# Trade in value on a plow.



## KingDuramax (Nov 26, 2005)

I am looking to upgrade my plow it is 6 years old now and showing some wear. It is a 8ft Western Pro plow ultramount. What do you think is a fair trade in value on it?


----------



## Eronningen (Dec 20, 2008)

$1500 tops. probably $1000


----------



## got-h2o (Sep 26, 2008)

X2.............


----------



## cmo18 (Mar 10, 2008)

no dealer is going to buy a used blade???what would they do with a 6 year old beat up plow

sell it on the internet


----------



## NicholasMWhite (Oct 5, 2008)

chris_morrison;1234600 said:


> no dealer is going to buy a used blade???what would they do with a 6 year old beat up plow
> 
> sell it on the internet


That's not true. One dealer I deal with has quite a few used plows for sale at any given time. Even so I doubt he gives more than $500-800 to the people he gets them from.

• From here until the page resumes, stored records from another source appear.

PR #3299, opened 2025-03-13
feat: Allow changing a table id type between int and uuid

marcelomendoncasoares:
This PR implements the first feature described at #3255: allow the user to declare the id field type in serverpod models, changing its type to one of the supported id types (with the correct default attribution).

The implementation changes the following:

- There is now a new experimental feature flag named `changeIdType`. The user is only allowed to declare the id field and change its type if this experimental feature is enabled.
- The id field is no longer reserved for table classes, but only the `default` key can be specified. For the `int` type, the `default` key is optional with the value `serial`; for all others, it is required.
- All supported id types are declared in the new `SupportedIdType` class. Currently supports `int` (default) and `uuid` (with `default=random` to generate UUIDv4 values).

The missing test for the PR #3257 is implemented in this PR. It validates that the stored FK field type on the relation objects is being collected from the correct model. Its the file `relation_changed_field_id_type_test.dart` of the `serverpod_cli` model validation tests.

Most of the id type tests were implemented with a little abstraction to ensure that all supported id types (current and future) are working as expected - both in isolation and in relations. This way, new supported id types in the future will be already 99% covered by tests, pending only to add one single line in the `migration_sql_test.dart` file to complete the coverage.

## Pre-launch Checklist

## Breaking changes

No breaking changes.


tools/serverpod_cli/lib/src/analyzer/models/validation/restrictions.dart
```diff
@@ -1103,6 +1116,28 @@ class Restrictions {
     return [];
   }
 
+  List<SourceSpanSeverityException> validateScopeKey(
```
SandPod, line 1131: Suggestion: Please validate the keywords in the test file designated to the keyword.

When finding tests, it will be hard to understand that parts of the `scope` restrictions are actually tested in the `field_id_type_test.dart`. It is simpler if the tests are grouped for their respective keyword.

Then the `id` column is just a different `Given`.

SandPod: Please apply this principle for the tests of all modified keywords (Persist, Default)

tools/serverpod_cli/test/generator/dart/client_code_generator/changed_id_type_test.dart
```diff
@@ -0,0 +1,86 @@
...
+    'protocol',
+    '$testClassFileName.dart',
+  );
+
+  for (var idType in SupportedIdType.all) {
+    var idClassName = idType.className;
+    var idTypeAlias = idType.aliases.first;
+
+    group('Given the id type is $idTypeAlias', () {
+      group('Given a class with table name when generating code', () {
```
SandPod, line 33: Suggestion: Build a valid test description.

`Given` is repeated multiple times for this test. Please make sure the description is valid and helpful for future developers.

tools/serverpod_cli/test/generator/dart/client_code_generator/changed_id_type_test.dart
```diff
@@ -0,0 +1,86 @@
...
+              .build()
+        ];
+
+        var codeMap = generator.generateSerializableModelsCode(
+          models: models,
+          config: config,
+        );
+
+        var compilationUnit =
+            parseString(content: codeMap[expectedFileName]!).unit;
```
SandPod, line 48: Suggestion: Place this in a setup or a late so that a single test can be run in isolation.

tools/serverpod_cli/test/generator/dart/client_code_generator/changed_id_type_test.dart
SandPod: Same for all the tests in `server_code_generator/changed_id_type`.

tools/serverpod_cli/test/test_util/builders/database/column_definition_builder.dart
```diff
@@ -24,12 +26,21 @@ class ColumnDefinitionBuilder {
     );
   }
 
-  ColumnDefinitionBuilder withIdColumn() {
+  ColumnDefinitionBuilder withIdColumn(
+    String tableName, {
+    String type = 'int',
```
SandPod, line 31: Suggestion: Take in a `SupportedIdType` to give this a nice typed interface.

tools/serverpod_cli/test/test_util/builders/database/table_definition_builder.dart
```diff
@@ -29,6 +30,10 @@ class TableDefinitionBuilder {
         _managed = true;
 
   TableDefinition build() {
+    _columns.insert(
+      0,
+      ColumnDefinitionBuilder().withIdColumn(_name, type: _idType).build(),
+    );
```
SandPod, line 36: Suggestion: Don't insert this as part of the build step.

This has changed the functionality of the builder since all columns where overwritable before through `withColumns`.

tools/serverpod_cli/lib/src/config/experimental_feature.dart
```diff
@@ -12,9 +12,13 @@ class CommandLineExperimentalFeatures {
 
 enum ExperimentalFeature {
   all,
+
   // TODO: Remove when inheritance is enabled by default.
   // Tracked by issue: https://github.com/serverpod/serverpod/issues/2711
-  inheritance;
+  inheritance,
+
+  // TODO: Remove when the feature is considered stable.
```
SandPod, line 20: Suggestion: Add a link to the UUID issue here.

tests/serverpod_test_server/lib/src/models/changed_id_type/many_to_many/course.spy.yaml
```diff
@@ -0,0 +1,6 @@
+class: CourseUuid
```
SandPod, line 1: Suggestion: Please rename `changed_id_type` to `uuid_id_type`.

tests/serverpod_test_server/lib/src/generated/changed_id_type/many_to_many/course.dart
```diff
@@ -0,0 +1,575 @@
...
+// ignore_for_file: public_member_api_docs
+// ignore_for_file: type_literal_in_constant_pattern
+// ignore_for_file: use_super_parameters
+
+// ignore_for_file: no_leading_underscores_for_library_prefixes
+import 'package:serverpod/serverpod.dart' as _i1;
+import 'package:uuid/uuid.dart' as _i2;
+import '../../changed_id_type/many_to_many/enrollment.dart' as _i3;
+
+abstract class CourseUuid
```
SandPod, line 16: Suggestion Add tests that run db queries towards models that use UUID.

I might have missed it but I didn't see any tests that actually run relations queries towards the models with uuid?

tools/serverpod_cli/lib/src/generator/types.dart
```diff
@@ -672,6 +673,56 @@ class TypeDefinition {
   }
 }
 
+/// Supported ID type definitions.
+/// All configuration to support other types is done only on this class. For
+/// new variants of id types, add a new static getter and update the [all]
+/// getter. For different types, it is necessary to also update the `Table`
+/// constructor at `packages:serverpod/src/database/concepts/table.dart`.
```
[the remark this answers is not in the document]
marcelomendoncasoares: The word `variant` was to indicate that it is possible to have multiple entries of the same column type, but with different default values (and aliases). This is what will enable supporting both uuidV4 and uuidV7 lately, and is necessary for the user to be able to configure a default id type for the project (using the alias) in a next PR.

Just enhanced the text to better explain the difference:

```dart
/// Supported ID type definitions.
/// All configuration to support other types is done only on this class. A
/// supported id type is a combination of a type and a default value. It is
/// possible to support multiple default values for a same type (e.g. uuid type
/// with default of versions 4 and 7), with each having its getter. For new
/// entries, add a new static getter and update the [all] getter. If the entry
/// contains a type not yet used by existing id types, it's necessary to update
/// the `Table` constructor at `packages:serverpod/src/database/concepts/table.dart`.
```

Do you think like this is clearer?

tools/serverpod_cli/lib/src/generator/types.dart
```diff
@@ -672,6 +673,56 @@ class TypeDefinition {
...
+  final List<String> aliases;
+
+  /// The default value for the column on the database definition. Must be one
+  /// of the supported defaults for the type.
+  final String defaultValue;
+
+  /// The class name of the id type.
+  String get className => type.className;
+
+  /// If no id type is specified, the default id type is [int].
```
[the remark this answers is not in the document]
marcelomendoncasoares: This facilitated the exploration of the solution during development (changing between using a direct `TypeDefinition` or the new `SupportedIdType` class), but it is really not necessary. Just removed.

tools/serverpod_cli/lib/src/database/extensions.dart
```diff
@@ -357,6 +343,21 @@ extension ColumnDefinitionPgSqlGeneration on ColumnDefinition {
...
+      if (isNullable != false) {
+        throw (const FormatException('The id column must be non-nullable'));
+      }
+      if (((type == 'integer') || (type == 'bigint')) &&
+          (columnDefault?.startsWith('nextval') ?? false)) {
+        type = 'bigserial';
+        defaultValue = '';
+      }
+
+      type = '$type PRIMARY KEY';
```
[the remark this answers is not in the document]
marcelomendoncasoares: Done.

tools/serverpod_cli/lib/src/analyzer/models/model_parser/model_parser.dart
```diff
@@ -245,28 +245,12 @@ class ModelParser {
...
-            '/// database or if it has been fetched from the database. Otherwise,',
-            '/// the id will be null.',
-          ],
-        ),
-      );
-    }
 
     var fieldsNode = documentContents.nodes[Keyword.fields];
-    if (fieldsNode is! YamlMap) return fields;
+    if (fieldsNode is! YamlMap?) return fields;
```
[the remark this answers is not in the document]
marcelomendoncasoares: Indeed, this return now is placed before the id field inclusion. Just changed the fields expansion to inside the `YamlMap` check, removing the early return.

tools/serverpod_cli/lib/src/analyzer/models/model_parser/model_parser.dart
```diff
@@ -275,6 +259,39 @@ class ModelParser {
...
+        defaultValue ??= SupportedIdType.int.defaultValue;
+      }
+
+      var defaultIdFieldDoc = [
+        '/// The database id, set if the object has been inserted into the',
+        '/// database or if it has been fetched from the database. Otherwise,',
+        '/// the id will be null.',
+      ];
+
+      fields.removeWhere((f) => f.name == 'id');
```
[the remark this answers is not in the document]
marcelomendoncasoares: It already exists, actually: `defaultPrimaryKeyName`, on `definitions.dart`. But its rarely used, so I ended up following what was most common on the package. But we're better off without magic strings indeed.

Just replaced all occurrences of 'id' by the constant on the PR changes only, because replacing everywhere will require a careful revision and might be better to be refactored apart (specially due to interpolations, tests, etc.). Do you agree?

tools/serverpod_cli/lib/src/database/extensions.dart
```diff
@@ -357,6 +343,21 @@ extension ColumnDefinitionPgSqlGeneration on ColumnDefinition {
...
+    // The id column is special.
+    if (name == 'id') {
+      if (isNullable != false) {
+        throw (const FormatException('The id column must be non-nullable'));
+      }
+      if (((type == 'integer') || (type == 'bigint')) &&
+          (columnDefault?.startsWith('nextval') ?? false)) {
+        type = 'bigserial';
+        defaultValue = '';
+      }
```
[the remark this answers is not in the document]
marcelomendoncasoares: Created two getters with the conditions to improve the readability. Better this way?

```dart
/// Whether the column is the default primary key column.
bool get isIdColumn => name == defaultPrimaryKeyName;

/// Whether the column is a primary key of type int serial.
bool get isIntSerialIdColumn =>
    isIdColumn &&
    (columnType == ColumnType.integer || columnType == ColumnType.bigint) &&
    (columnDefault?.startsWith('nextval') ?? false);
```

tools/serverpod_cli/lib/src/analyzer/models/model_parser/model_parser.dart
```diff
@@ -249,8 +249,10 @@ class ModelParser {
       fields.add(
         SerializableModelFieldDefinition(
           name: 'id',
-          type: TypeDefinition.int.asNullable,
+          type: SupportedIdType.int.type.asNullable,
           scope: ModelFieldScopeDefinition.all,
+          defaultModelValue: SupportedIdType.int.defaultValue,
```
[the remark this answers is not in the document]
marcelomendoncasoares: Having the model here makes the id declaration more predictable internally: both model and database default are expected to be set for all possible id types. Though for int it is not to be used, for uuid it is good to have the value being created on the class.

We can bubble up the int special handling from the `model_library_generator.dart` to here, but I preferred to push it down so that all tests could treat id fields the same - with both model and database default set -, regardless of the int special case, to avoid conditional checks at maximum.

Do you think that having the special case handling in the `model_library_generator.dart` is a deal breaker?

marcelomendoncasoares:
Still pending to follow-up in the tests revision, but will get to them very soon!

tests/serverpod_test_server/lib/src/models/changed_id_type/many_to_many/course.spy.yaml
marcelomendoncasoares: I've chosen `changed_id_type` because all models in this dir have the `id` field declared, but not exclusively to `uuid`. Some are `uuid`, others are declared to `int` (with and without default value). When added support for uuidv7, some will be changed from v4 to v7 (as there are a lot of uuid models). And, with the support for other id types in the future, some of this models could be used for the new types. Do you think we should change to `uuid_id_type` either way?

tools/serverpod_cli/lib/src/config/experimental_feature.dart
marcelomendoncasoares: Done. I've written as `Feature tracked by issue` to make clear that the issue will not necessarily result in the feature being considered stable when gets closed.

tools/serverpod_cli/test/test_util/builders/database/column_definition_builder.dart
marcelomendoncasoares: Done.

tools/serverpod_cli/test/test_util/builders/database/table_definition_builder.dart
marcelomendoncasoares: Done.

tools/serverpod_cli/lib/src/generator/types.dart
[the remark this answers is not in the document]
SandPod: Yes! Thank you! 🙏

tools/serverpod_cli/lib/src/analyzer/models/model_parser/model_parser.dart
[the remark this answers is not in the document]
SandPod: I'm not completely convinced, but you might be right. Let's take this up in our discussion tomorrow! 👍

SandPod (commented):
Specifically looked at the changes regarding the comments that have been addressed.

tools/serverpod_cli/lib/src/generator/types.dart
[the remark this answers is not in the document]
marcelomendoncasoares: Done.

```dart
  /// Id type that generates sequential integer values.
  static SupportedIdType get int => SupportedIdType(...);

  /// Id type that generates UUID v4 values.
  static SupportedIdType get uuidV4 => SupportedIdType(...);
```

tools/serverpod_cli/lib/src/analyzer/models/model_parser/model_parser.dart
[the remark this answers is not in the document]
marcelomendoncasoares: I have just removed the default model value for the int id type, but allowing other defaults (such as `random` for UUID, to allow for the id creation on the client). With this, there is no more special handling in the `model_library_generator.dart` and all manipulation of default values is performed directly on the fields parsing.

tools/serverpod_cli/test/analyzer/models/stateful_analyzer/model_validation/field/field_id_type_test.dart
```diff
@@ -56,34 +190,35 @@ void main() {
...
-      var definition = definitions.first as ClassDefinition;
+      StatefulAnalyzer(config, models, onErrorsCollector(collector))
+          .validateAll();
 
-      expect(definition.fields.first.name, isNot('id'));
-      expect(definition.fields, hasLength(1));
+      expect(
+        collector.errors.first.message,
+        contains(
+          'The default value "1" is not supported for the id type "int".',
```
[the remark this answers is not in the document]
marcelomendoncasoares: Done.

tools/serverpod_cli/lib/src/analyzer/models/validation/restrictions.dart
marcelomendoncasoares: Done. I've refactored the `field_id_type_test.dart` to move each keyword validation to its place and also remove the abstractions.

tools/serverpod_cli/test/generator/dart/client_code_generator/changed_id_type_test.dart
marcelomendoncasoares: Done. Also removed the abstractions.

tools/serverpod_cli/test/generator/dart/client_code_generator/changed_id_type_test.dart
marcelomendoncasoares: No longer necessary, as we do not have loops anymore.

tools/serverpod_cli/test/analyzer/models/stateful_analyzer/model_validation/field/field_id_type_test.dart
```diff
@@ -1,51 +1,185 @@
...
+    test('then the id type is nullable.', () {
+      expect(definition.fields.first.type.nullable, true);
+    });
+
+    test('then the default persist is "serial".', () {
+      expect(definition.fields.first.defaultPersistValue, defaultIntSerial);
+    });
+  });
+
+  for (var idType in SupportedIdType.all) {
```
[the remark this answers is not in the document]
marcelomendoncasoares: Guess we can close this, since the test has been refactored and all abstractions/automations were removed.

tools/serverpod_cli/test/analyzer/models/stateful_analyzer/model_validation/relation/relation_changed_field_id_type_test.dart
```diff
@@ -0,0 +1,614 @@
...
+
+  for (var idType1 in SupportedIdType.all) {
+    var idTypeAlias1 = idType1.aliases.first;
+    var idClassName1 = idType1.className;
+
+    for (var idType2 in SupportedIdType.all) {
+      var idClassName2 = idType2.className;
+      var idTypeAlias2 = idType2.aliases.first;
+
+      group('For id type combination of $idTypeAlias1 and $idTypeAlias2', () {
```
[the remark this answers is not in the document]
marcelomendoncasoares: Just refactored the test to:
1. Remove the matrix, as the test aims to validate relations with different ids, but we can take one combination for all.
2. Remove tests redundancy, as pointed in this comment - there was indeed overlap between some of them.
3. Improve the test descriptions to match `Given`, `When`, `Then` (comment below).

tools/serverpod_cli/test/analyzer/models/stateful_analyzer/model_validation/relation/relation_changed_field_id_type_test.dart
```diff
@@ -0,0 +1,614 @@
...
+        group('For manual relations', () {
```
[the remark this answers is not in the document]
marcelomendoncasoares: Done.

tests/serverpod_test_server/lib/src/generated/changed_id_type/many_to_many/course.dart
marcelomendoncasoares: Done. To generate an even greater coverage, I have copied the tests from some of the existing relation tests. This way, we simultaneously ensure querying towards models with UUID and relations between models with different ids. Do you think this is enough?

tests/serverpod_test_server/test_integration/database_operations/changed_id_type_relations/one_to_many/count/where_every_test.dart
```diff
@@ -0,0 +1,203 @@
...
+            description: 'Prem: OrderUuid 5', customerId: customers[3].id!),
+        OrderUuid(
+            description: 'Prem: OrderUuid 6', customerId: customers[3].id!),
+      ]);
+
+      var customerCount = await CustomerInt.db.count(
+        session,
+        // All customers where every order starts with 'prem'
+        where: (c) => c.orders.every((o) => o.description.ilike('prem%')),
+      );
```
SandPod, line 46: Question: seems like most of these tests have an `int` that is querying a `uuid` model. Do we need to add a test for a `uuid` model that queries an `int` model or do we think that is covered by the other tests, since they all query towards an `int` model?

tests/serverpod_test_server/migrations/migration_registry.txt
```diff
@@ -8,4 +8,6 @@
 20240827080004999
 20241007090553465
 20250211073932976
-20250313015420884
+20250312134724494
+20250401060242031
+20250407042334770
```
SandPod: Suggestion: Feel free to squash all of these migrations into the already existing one.

SandPod (commented):
This is looking good to me!

Had a last couple of questions then we are ready to go I think :)

tests/serverpod_test_server/lib/src/generated/changed_id_type/many_to_many/course.dart
marcelomendoncasoares: I used `changed_id_type_relations` for coherence with the `changed_id_type` folder under `serverpod_test_server/lib/src/models` and because, when new id types gets created, some of these classes can be changed to the new id type - as there are many for each type and more than one id type under the folder. Do you think that it would be better still to narrow the folder name to `uuid_id` tests?

tools/serverpod_cli/test/generator/dart/client_code_generator/changed_id_type_test.dart
```diff
@@ -25,62 +25,97 @@ void main() {
...
+    var codeMap = generator.generateSerializableModelsCode(
+      models: models,
+      config: config,
+    );
+
+    var compilationUnit = parseString(content: codeMap[expectedFileName]!).unit;
+    var maybeClassNamedExample = CompilationUnitHelpers.tryFindClassDeclaration(
+      compilationUnit,
+      name: testClassName,
+    );
```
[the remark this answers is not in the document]
marcelomendoncasoares: Done.

tests/serverpod_test_server/test_integration/database_operations/changed_id_type_relations/one_to_many/count/where_every_test.dart
marcelomendoncasoares: I'd say we can consider this case covered by the other tests indeed. The most important here, in my opinion, is querying relations to models with an id different than `int` (which can only be `uuid` for now).

tests/serverpod_test_server/migrations/migration_registry.txt
SandPod: I think we can leave it as is since the PR is in good enough shape to merge now :)

tests/serverpod_test_server/lib/src/generated/changed_id_type/many_to_many/course.dart
SandPod: I think it is probably OK to leave as is in that case. `changed_id_type` covers what is important.

SandPod (approved):
Big change and really nice improvement to the framework!

Thank you for all the great work here! 🙏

I do agree though you are better selling it on the internet. Should be able to get $1500-2000 depending on condition. But you'll have to wait till next fall to sell it if you want to get top dollar.


----------



## KingDuramax (Nov 26, 2005)

My local Fisher dealer has valued it at $1200 so i guess I'm doing pretty good. I think I will try for 1500 out of it. Just to see if he will go higher. Worst he can say is no. Thanks for the input.


----------



## qualitycut (Jan 13, 2008)

I know my dealer will sell it on consignment for me give that a shot.


----------



## got-h2o (Sep 26, 2008)

We deal in both new and used plows. There's more of a market for used plows than new where we're at. Trades are always welcome. More $$ to be made on a used sale and install than a new one, and that's the truth. We go through them and warranty used stuff as well.


----------



## basher (Nov 13, 2004)

chris_morrison;1234600 said:


> no dealer is going to buy a used blade???what would they do with a 6 year old beat up plow
> 
> sell it on the internet


We take trade ins all the time. Value depends on age and condition.


----------



## Burkartsplow (Nov 1, 2007)

Sell in in the fall on craigslist. I sold a 7 year old 7.5 poly meyer plow for $2800 this fall and an 8 year old 8.5 meyer poly plow for $3200. I know these plows are not worth this much, but if you sell it at the right time(right before the season starts to some new guy who thinks he is getting a good deal on a used plow for half the price of a new one), and when you talk to them tell them some other people are interested in the setup to create a buzz and a sense of urgency to make a decision. Or piece the plow out and you will make more then would for the full setup. Good Luck.


----------



## LB1234 (Oct 17, 2006)

just sold my 7.5' western ultramount this dec..just plow side no wiring on the truck side for 1200. it was ten years old. If you sell with the wiring I believe you could get 2000 easy. I wouldn't go lower than that. but again, probablly not going to get the same amount now/this spring as you will late next fall early winter when people are looking to add to their fleet or replace broken ones.

good luck.


----------



## RLM (Jan 12, 2006)

When I went to trade in my 2002 truck/plow in 2009, they were going to give me $ 1000 for the Fisher Ez-V, it was in good shape & I had 3 other trucks with them so I kept it as a spare. New truck got a XV


----------



## cmo18 (Mar 10, 2008)

NicholasMWhite;1234724 said:


> That's not true. One dealer I deal with has quite a few used plows for sale at any given time. Even so I doubt he gives more than $500-800 to the people he gets them from.
> 
> I do agree though you are better selling it on the internet. Should be able to get $1500-2000 depending on condition. But you'll have to wait till next fall to sell it if you want to get top dollar.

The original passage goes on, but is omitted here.